▶ Exercise:
Check every line of the data for the word "works", and copy those that have it.

(Source data)
__________
Issue #310, opened 2022-07-05
Properly implement Refresh Pin Queue


en0ma:
**Describe the bug**
When Estuary starts, it tries to refresh the pin queue for local and shuttle contents. While local refresh works fines,  shuttle refresh is currently implemented in a hackish way - It just waits for a bit and expects the shuttles to be online and then tries to refresh pins on those shuttles (without any guarantee that they are online).

**Expected behavior**
Estuary should be more intelligent to detect when a shuttle is online and should refresh the pin queue for that shuttle content. Also, when the shuttle is down, it should gracefully stop trying to pin content on that shuttle.

PR #311, opened 2022-07-05
Properly implement refreshPinQueue on node startup

en0ma:
This PR improves the implementation of `refreshPinQueue` to make sure it works for local and shuttle deterministically.

Closes https://github.com/application-research/estuary/issues/310


alvin-reyes (approved):
This is nice. It'll have some level of assurance that the shuttles will try to refresh all `queued | pinning` content. 

LGTM.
__________
▶ Your response:
When Estuary starts, it tries to refresh the pin queue for local and shuttle contents. While local refresh works fines,  shuttle refresh is currently implemented in a hackish way - It just waits for a bit and expects the shuttles to be online and then tries to refresh pins on those shuttles (without any guarantee that they are online).
This PR improves the implementation of `refreshPinQueue` to make sure it works for local and shuttle deterministically.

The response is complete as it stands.